With the advent of warmer weather, company dress codes often relax. Many employees acknowledge the change of seasons with more comfortable, cooler, and cheerier summer fashions. Ideally, employee morale and the work environment become a bit more upbeat. But some staff members take the flexibility too far and push the envelope. Whether it's too much bare skin or the snapping sound of flip flops, inappropriate dress can quickly produce problems in the workplace. What can you do?

Start with a clear policy. Explain the business reasons for your dress code, e.g.: projecting a professional business image, ensuring employee safety, meeting customer expectations, providing employees with a positive work environment that limits distractions. Give specific examples about what is and what isn't acceptable. If you use the term business casual, define it and give examples of acceptable wear such as collared polo shirts and khakis. If casual dress is acceptable only on certain days of the week, such as "casual Friday," state that clearly. Provide examples of what you don't want employees to wear, e.g. cut off shorts, flip flops or spaghetti strap tops if that's the case.

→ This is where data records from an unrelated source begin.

PR #559, opened 2019-06-28
Implementation of shared skinning of meshes for GLTF exporter.

Drigax:
Adds checking method "MeshesShareSkin" which does indexed comparison of skinning indices and weights with difference threshold,
modified exporter workflow to only create joint and weight accessors for uniquely skinned meshes.
modified skin exporter to only create GLTFskin objects for uniquely skinned meshes as well.


sebavan:
Looks good to me, feel free to merge when you are all good :-)

PR #563, opened 2019-07-05
[3dsMax][C#][PostBuild] Handle using Max 2016 with Max 2015 exporter version

Selmar:
Still requires the developer to change the postbuild event to pass 2016 to the script instead of 2015, but the rest is handled this way


sebavan:
Thanks

PR #565, opened 2019-07-10
Maya node rotation animation export is incorrect.

Drigax:
Addressing Issue in Maya Rotation keyframe export, where keyframes are incorrect. modified animation keyframe export to convert from eulerAngle rotation in degrees to eulerAngle rotation in radians. Modified BabylonVector3.RotationYawPitchRollToRefBabylon docstring to clarify method usage.


deltakosh:
Lol, that is a sad bug :D

PR #566, opened 2019-07-12
Refactor Babylon->GLTF2 exporter to use shared project

Drigax:
This PR removes the engine-specific dependencies from the 3dsMax Babylon->GLTF2 exporter, and moves it to a shared project, Babylon2GLTF intended to be consumed from the 3dsMax and Maya exporters.

Issue #564, opened 2019-07-10
XREF/Containers support is missing, regeneration of handle is causing many problems


elpie89:
I'm exploring the possibility to integrate containers, to use a reference system
after some day of tests, I came to the conclusion that is not possible right now because of the way the AnimationGroup system is serialized
I discussed this with @Selmar and he agrees with me

We cannot use node handles to serialize animation because they are regenerated in many different ways.
Speaking about containers this happens when a container is closed/opened
Node handles are also regenerated when merging/import scenes 
For that situation, we implemented some months ago the JSON system, but this is a temporary solution
The real problem is that we need to assign to each node a unique GUID and I would like to serialize this as a UserDefiniedProperties
What do you think?
To ensure that the GUID saved in the UserDefiniedProperties  in other we will have to register to some max notification system
For example:
we will have to register to NotificationCodes_NodeCloned to generate a new GUID when a node is cloned

I'm doing all of this because in my team we need to use containers but this will be a benefit for other problem in the future.
For example, doing this we could start to think on the possibility to move the serialization from the root node allowing to merge node between scene and keeping AnimationGroup without transferring the data with JSON

I need to solve this problem asap in my team so I already started, and the  retro-compatibility is guaranteed 

Let me know what do you think, or if you know another system to keep an id consistent when a two-scene are merged or a container  is loaded
I'm open for discussion

elpie89:
Actaully register to the notification Create Object should be enough in my opinion
` m_CreateObjectDelegate = new GlobalDelegates.Delegate5(this.AssignGUID);
                GlobalInterface.Instance.RegisterNotification(this.m_CreateObjectDelegate, null, SystemNotificationCode.NodeCreated);`

deltakosh:
I think this works well! Fancy doing the PR?

elpie89:
yes I will do it tomorrow morning probably

Drigax:
I really like this approach because it gives us an avenue to decouple our
babylon->gltf logic from the max->babylon logic. I was running against our
current implementation of AnimationGroup yesterday when working on #537.

Look forward to seeing the PR.

Thanks,
Nick

PR #567, opened 2019-07-15
guid serailization has been moved to user definied properties

elpie89:
the GUIDs dictionary is reinitialized when a container is added and when a scene is opened
for no Node object, the GUID use the appdata chank GUID 
animation group are serialized referencing the GUID instead of the handle
retro-compatibility is granted to files that were using the old serialization system

Some notes.
I cannot test on Max 2016-2017 right now seems like the two notification I added are using a different Delegate signature in older version. I'm not sure on how to handle this

This is jsut a first step to support containers.
The next one will be to move the serialization from the root node to the container itself


elpie89:
#564

elpie89:
I'm trying to add the compatibility to max 2015-2016-2017
I'm stuck here

```
private void OnNodeAdded(IntPtr objPtr, INotifyInfo infoPtr)
{
                IINode n = (IINode)infoPtr.CallParam; 
}
```

in older version of max is 

` private void OnNodeAdded(IntPtr param0, IntPtr param1)`

I can't find a way to get some info from this signature

Any Idea?

sebavan:
Not for me, let s see if @deltakosh  or @Drigax  might have any ideas ???

Also this will probably need a bit of merging pain after #566 goes in :-( sorry for that.

elpie89:
> I'm trying to add the compatibility to max 2015-2016-2017
> I'm stuck here
> 
> ```
> private void OnNodeAdded(IntPtr objPtr, INotifyInfo infoPtr)
> {
>                 IINode n = (IINode)infoPtr.CallParam; 
> }
> ```
> 
> in older version of max is
> 
> ` private void OnNodeAdded(IntPtr param0, IntPtr param1)`
> 
> I can't find a way to get some info from this signature
> 
> Any Idea?

I found a way finally it's already pushed

Drigax:
Thanks, please merge in master before we can check this in.

elpie89:
should be ok now

PR #570, opened 2019-07-22
fix minor issue creating helper node for containers animation

elpie89:
I forgot to automatically add the node with animation infos inside the container in my last commit


Drigax:
oopsie :)

PR #573, opened 2019-07-25
do not optimize animation preference was not loaded opening the expter panel

elpie89:
just a missing lines from the previous refactoring


Drigax:
Thanks for catching that :)

PR #575, opened 2019-07-25
Fix Maya rotation animation quaternion conversion

Drigax:
This is intended to fix an issue where maya rotation animation keyframes are not accurately exported to Babylon. 

Reimplemented EulerAngle->Quaternion conversion to work with all 123 euler rotation sequences that are supported by Maya. Modified the animation keyframe export process to properly reverse rotation order when changing coordinate system from RHR to LHR.


deltakosh:
You need to update the branch from master

Issue #571, opened 2019-07-23
MaxtoBabylon latest update- export error.


Mustard-Design:
When exporting (Export & Run) from 3dsMax 2019 a 404 error (texture not found) occurs when the browser opens (Chrome and Firefox). Both glb and gltf file types fail.
Previous version (10 days ago) work fine on the same scene (Animation groups deleted and created from scratch).

Update. On further examination, neither gltf or glb files export our character correctly. Biped Animation is not converted and no morph targets work.

Drigax:
Interesting, I haven't noticed this in my own testing, but I'll take a look.

Do the files still load when manually added to the babylon sandbox?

Be prepared to enforce your policy consistently. Spotty enforcement can hurt morale and lead to an accusation of discrimination. That said, it's legitimate to have different standards for different groups of employees if they are based on sound business reasons. For instance, staff who have contact with customers might be required to dress more professionally than those who do not.

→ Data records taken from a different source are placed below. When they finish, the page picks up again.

Issue #537, opened 2019-06-10
Revamp the exporter UIs and add the missing requested export flags support


sebavan:
For both Max/Maya, redesign the exporter UIs.

This should help addressing :

- [x] Initial design exploration for feasibility
- [x] GLTF exporter should be shared across max and maya.
- [x] BackFace Culling #529 
- [x] Double Sided #529
- [x] Transparency Mode #535
- [x] Max Simultaneous Lights #501 
- [x] Custom Attributes #476 
- [x] Animation Only #525 
- [x] Add support for 3dsmax 2020 #618

All the above issues have been grouped here to simplify the development of the new UI.

Do not hesitate to add to the list.

Drigax:
#566 has been checked in, decoupling the Babylon->GLTF exporter from the 3dsMax Babylon exporter implementation.

All that's left to do for 2) is to refactor Maya's exporter to use the shared implementation.

Drigax:
With #593 checked in we can finally check off 2)!

noalak:
I'm currently implementing a solution for the user to specify the extra material attributes in Maya (backface culling, transparency mode, max simultaneous lights and unlit).
Stay tunned for any progress!

jamespedid:
Is custom attributes a low hanging fruit that might be able to be taken out quickly? This would provide tremendous value to me. I'd like to contribute if possible, but I don't have either 3D modeling tool.

deltakosh:
Hey @jamespedid ! @noalak is making a lot of progress and should be able to do a PR really soon.
Form custom attributes, help would definitely appreciated but we cannot help on the 3D modeling license unfortunately

noalak:
We are working on the export animation only feature (#525).
This issue is related to #632.

The 3dsMax exporter is updated to have 2 extra parameters: ExportAnimations and ExportAnimationsOnly. Those parameters drive the export process in order to export only the geometry and then in another export animation(s).

Find attached an example of the resulting babylon and glTF files [elf.zip](https://github.com/BabylonJS/Exporters/files/3878992/elf.zip).

Notice that the glTF animation files use an extension named "AnimationsOnly".
This is the only one reference to an extension, as opposed to what is discussed by @Selmar here https://github.com/KhronosGroup/glTF/issues/1448.
The reuse of an animation (sampler) is supposed to be driven by the channels array according to glTF specs. So we don't see the interest of having an extension specified in each animated node. Maybe I am missing something though.
[...]

PR #583, opened 2019-08-05
Export containers

elpie89:
with the same logic of the flatten hierarchies,
it should be possible to export inherited containers and their animations.
I added a preprocess step that 

- hold the file
- merge the containers.
- load aniamtion group of containers
- export

Of course, everything has been adapted to single and multi export

Please evaluate this PR after the flatten hierarchy one, as his it's a direct consequence


Drigax:
Can you please merge master into this branch as well? Right now its a bit difficult to review since your flatten hierarchy changes are in the PR.

3ds Max/Max2Babylon/Exporter/BabylonExporter.cs
```diff
@@ -179,19 +179,28 @@ public void FlattenHierarchy(IINode node)
...
+                bool merge = containerObject.MergeSource;
+            }
+            AnimationGroupList.LoadDataFromContainers();
+        }
+
+        public void Export(MaxExportParameters exportParameters)
         {
             this.exportParameters = exportParameters;
             IINode exportNode = null;
             if (exportParameters is MaxExportParameters)
```
Drigax: If we're changing the header to use the derived class, then remove this check as well.

I originally opted to use the base ExportParameters class for Export because a goal of #537 was to have both Max and Maya share the same exporter form.

Drigax:
Great, thanks. Did a rudimentary test using animated meshes inherited into a shared scene. Looks like this works well, I just want to make sure we don't cause a null ref depending on who's calling us.

3ds Max/Max2Babylon/Exporter/BabylonExporter.cs
elpie89: ok no problem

Know your rights and consider the legalities. Dress codes based on sound business reasons and societal norms are usually fine. Where it can get dicey is if your policy infringes upon a protected category such as a religion or when it has a disparate impact on a minority group. For example, a policy forbidding all head coverings could present a problem for a Muslim woman or a Jewish man. A policy that allows men to wear jeans in the workplace but not similarly situated women, is discriminatory. So think through the business purposes of your dress code.

Keep the lines of communication open. Listen to your employees' request. If someone has a problem, meet with that person directly to discuss their needs so the situation gets resolved quickly without escalating. If someone has a true need based on religion or some other personal necessity, be prepared to make a reasonable accommodation as long as it does not create an undue hardship or safety concern for your business.